» **What this task involves**
In the records below, which lines include "testInfo"? Copy them.

Saved data entries:
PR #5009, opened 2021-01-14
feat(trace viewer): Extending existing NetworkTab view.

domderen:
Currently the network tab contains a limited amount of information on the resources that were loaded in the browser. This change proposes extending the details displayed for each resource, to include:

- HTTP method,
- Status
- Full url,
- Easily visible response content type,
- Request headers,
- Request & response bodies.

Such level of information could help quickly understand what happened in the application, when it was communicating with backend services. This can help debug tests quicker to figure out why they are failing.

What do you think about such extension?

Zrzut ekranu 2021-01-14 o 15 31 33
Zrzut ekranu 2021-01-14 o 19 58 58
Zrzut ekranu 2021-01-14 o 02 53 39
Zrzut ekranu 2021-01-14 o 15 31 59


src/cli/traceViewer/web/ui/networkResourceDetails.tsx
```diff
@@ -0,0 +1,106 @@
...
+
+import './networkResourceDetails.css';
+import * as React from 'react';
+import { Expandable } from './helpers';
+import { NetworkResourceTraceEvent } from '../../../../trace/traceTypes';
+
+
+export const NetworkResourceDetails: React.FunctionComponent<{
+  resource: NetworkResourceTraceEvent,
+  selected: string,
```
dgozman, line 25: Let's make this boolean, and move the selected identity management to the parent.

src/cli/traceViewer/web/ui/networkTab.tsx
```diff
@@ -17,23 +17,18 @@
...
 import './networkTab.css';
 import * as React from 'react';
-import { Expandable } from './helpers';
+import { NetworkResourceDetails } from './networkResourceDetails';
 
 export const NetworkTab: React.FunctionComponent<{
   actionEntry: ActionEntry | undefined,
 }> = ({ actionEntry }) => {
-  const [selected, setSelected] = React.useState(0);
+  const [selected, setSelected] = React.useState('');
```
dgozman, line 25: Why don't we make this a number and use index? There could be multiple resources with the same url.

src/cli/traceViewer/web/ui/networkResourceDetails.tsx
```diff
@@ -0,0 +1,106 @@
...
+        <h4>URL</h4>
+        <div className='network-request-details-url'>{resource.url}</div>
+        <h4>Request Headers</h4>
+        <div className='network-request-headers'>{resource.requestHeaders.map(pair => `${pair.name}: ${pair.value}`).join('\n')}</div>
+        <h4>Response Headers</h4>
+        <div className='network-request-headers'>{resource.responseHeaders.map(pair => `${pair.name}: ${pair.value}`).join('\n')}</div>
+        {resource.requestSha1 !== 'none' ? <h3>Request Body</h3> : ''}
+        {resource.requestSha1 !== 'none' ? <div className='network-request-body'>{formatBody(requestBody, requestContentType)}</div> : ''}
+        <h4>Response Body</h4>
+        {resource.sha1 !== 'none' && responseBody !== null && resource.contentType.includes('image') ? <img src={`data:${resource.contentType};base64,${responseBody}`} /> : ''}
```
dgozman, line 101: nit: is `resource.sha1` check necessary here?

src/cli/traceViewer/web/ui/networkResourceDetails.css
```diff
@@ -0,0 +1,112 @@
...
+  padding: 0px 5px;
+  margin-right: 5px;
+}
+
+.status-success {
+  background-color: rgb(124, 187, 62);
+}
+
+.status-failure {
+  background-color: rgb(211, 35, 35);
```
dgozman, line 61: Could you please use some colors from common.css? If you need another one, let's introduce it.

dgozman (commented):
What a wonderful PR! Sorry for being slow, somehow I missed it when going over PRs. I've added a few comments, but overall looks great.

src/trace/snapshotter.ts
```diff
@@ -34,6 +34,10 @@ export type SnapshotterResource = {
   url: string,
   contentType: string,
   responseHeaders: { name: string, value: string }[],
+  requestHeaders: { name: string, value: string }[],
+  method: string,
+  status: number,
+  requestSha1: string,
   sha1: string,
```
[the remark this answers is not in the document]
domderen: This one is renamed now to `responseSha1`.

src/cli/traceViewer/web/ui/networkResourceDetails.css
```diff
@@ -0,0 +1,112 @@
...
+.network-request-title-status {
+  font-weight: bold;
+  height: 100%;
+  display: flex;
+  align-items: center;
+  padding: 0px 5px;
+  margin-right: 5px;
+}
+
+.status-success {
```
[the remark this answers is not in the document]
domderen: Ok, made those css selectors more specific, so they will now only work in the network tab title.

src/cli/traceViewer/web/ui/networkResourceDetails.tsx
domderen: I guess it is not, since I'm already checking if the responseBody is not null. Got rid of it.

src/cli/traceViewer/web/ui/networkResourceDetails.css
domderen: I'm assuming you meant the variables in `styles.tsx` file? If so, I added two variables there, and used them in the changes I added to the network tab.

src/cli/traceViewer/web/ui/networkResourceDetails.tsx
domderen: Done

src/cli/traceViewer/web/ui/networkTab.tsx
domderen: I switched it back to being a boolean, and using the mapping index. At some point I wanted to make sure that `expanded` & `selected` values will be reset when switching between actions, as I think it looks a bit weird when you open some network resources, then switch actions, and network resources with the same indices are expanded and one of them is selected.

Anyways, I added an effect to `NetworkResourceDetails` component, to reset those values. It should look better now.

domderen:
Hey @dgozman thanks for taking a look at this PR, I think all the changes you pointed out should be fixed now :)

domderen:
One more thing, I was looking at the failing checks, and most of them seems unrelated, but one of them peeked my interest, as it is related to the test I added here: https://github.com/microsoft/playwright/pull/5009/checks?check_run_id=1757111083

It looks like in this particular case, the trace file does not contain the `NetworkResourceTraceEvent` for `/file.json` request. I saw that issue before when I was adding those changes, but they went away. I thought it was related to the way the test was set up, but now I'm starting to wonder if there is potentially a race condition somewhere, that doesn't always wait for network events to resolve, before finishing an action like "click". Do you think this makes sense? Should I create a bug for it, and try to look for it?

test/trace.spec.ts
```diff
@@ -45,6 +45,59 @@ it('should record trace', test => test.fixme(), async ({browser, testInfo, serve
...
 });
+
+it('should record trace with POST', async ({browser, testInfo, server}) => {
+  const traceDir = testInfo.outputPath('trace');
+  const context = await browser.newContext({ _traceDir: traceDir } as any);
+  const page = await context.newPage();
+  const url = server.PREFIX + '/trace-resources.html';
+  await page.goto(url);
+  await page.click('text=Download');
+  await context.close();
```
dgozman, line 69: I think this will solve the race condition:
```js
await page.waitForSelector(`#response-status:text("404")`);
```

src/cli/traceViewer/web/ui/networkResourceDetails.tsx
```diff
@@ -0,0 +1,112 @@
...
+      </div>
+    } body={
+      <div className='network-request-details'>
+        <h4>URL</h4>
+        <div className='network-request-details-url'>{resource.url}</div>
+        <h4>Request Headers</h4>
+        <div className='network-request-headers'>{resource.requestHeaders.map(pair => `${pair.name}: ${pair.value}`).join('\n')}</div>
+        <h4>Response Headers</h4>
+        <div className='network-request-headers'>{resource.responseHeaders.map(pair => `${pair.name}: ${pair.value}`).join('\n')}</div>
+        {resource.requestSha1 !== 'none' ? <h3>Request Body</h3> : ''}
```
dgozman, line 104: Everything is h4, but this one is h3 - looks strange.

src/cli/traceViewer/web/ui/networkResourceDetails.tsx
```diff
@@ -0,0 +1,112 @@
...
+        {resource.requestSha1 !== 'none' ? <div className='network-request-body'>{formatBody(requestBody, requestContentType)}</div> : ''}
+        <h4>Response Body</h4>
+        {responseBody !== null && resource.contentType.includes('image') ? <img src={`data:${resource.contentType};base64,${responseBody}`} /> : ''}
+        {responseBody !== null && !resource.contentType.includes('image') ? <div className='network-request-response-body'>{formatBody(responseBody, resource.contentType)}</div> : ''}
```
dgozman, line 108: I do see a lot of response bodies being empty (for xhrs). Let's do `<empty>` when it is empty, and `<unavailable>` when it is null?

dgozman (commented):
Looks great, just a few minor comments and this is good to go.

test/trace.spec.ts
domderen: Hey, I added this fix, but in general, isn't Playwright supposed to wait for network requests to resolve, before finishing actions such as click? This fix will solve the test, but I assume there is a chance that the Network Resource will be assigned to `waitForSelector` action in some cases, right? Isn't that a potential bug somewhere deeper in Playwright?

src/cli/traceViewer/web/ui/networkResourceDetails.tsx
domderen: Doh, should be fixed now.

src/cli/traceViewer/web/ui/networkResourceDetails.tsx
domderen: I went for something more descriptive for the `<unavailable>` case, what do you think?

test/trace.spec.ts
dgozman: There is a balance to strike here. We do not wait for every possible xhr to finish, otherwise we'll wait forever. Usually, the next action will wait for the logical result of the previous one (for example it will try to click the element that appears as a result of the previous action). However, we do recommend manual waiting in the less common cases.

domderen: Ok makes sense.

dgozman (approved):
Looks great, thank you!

» **Written answer**
@@ -45,6 +45,59 @@ it('should record trace', test => test.fixme(), async ({browser, testInfo, serve
+it('should record trace with POST', async ({browser, testInfo, server}) => {
+  const traceDir = testInfo.outputPath('trace');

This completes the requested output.